··· Input data ···

Issue #224, opened 2022-08-04
Exec/port-forward/logs command not working with capsule-proxy


viveksyngh:
Looks like exec/port-forward/logs command are not running with the latest version of capsule proxy

```
KUBECONFIG=alice-solar.capsule kubectl -n solar-development exec -it nginx-798bbb699b-rxfrk bash
kubectl exec [POD] [COMMAND] is DEPRECATED and will be removed in a future version. Use kubectl exec [POD] -- [COMMAND] instead.
Error from server: 
```

Capsule Proxy Logs
```
{"level":"Level(-4)","ts":"2022-08-04T10:14:18.942Z","logger":"proxy","msg":"impersonating for the current request","username":"alice","groups":["capsule.clastix.io"]}
{"level":"Level(-4)","ts":"2022-08-04T10:14:18.983Z","logger":"proxy","msg":"impersonating for the current request","username":"alice","groups":["capsule.clastix.io"]}
2022/08/04 10:14:18 http: proxy error: can't switch protocols using non-Hijacker ResponseWriter type *middleware.httpResponseWriter
```

Looks like the new middleware added for metrics collection is causing this issue. We are going to disable that middleware for now to fix this issue

PR #225, opened 2022-08-04
disable metrics middleware

viveksyngh:
Related to #224


prometherion:
Rather than a fix, I'd call this a workaround.

Merging this in order to provide a RC for the next patch release in order to unblock the WebSocket requests.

···

Those lines above that contain the string "current" should be returned.

{"level":"Level(-4)","ts":"2022-08-04T10:14:18.942Z","logger":"proxy","msg":"impersonating for the current request","username":"alice","groups":["capsule.clastix.io"]}
{"level":"Level(-4)","ts":"2022-08-04T10:14:18.983Z","logger":"proxy","msg":"impersonating for the current request","username":"alice","groups":["capsule.clastix.io"]}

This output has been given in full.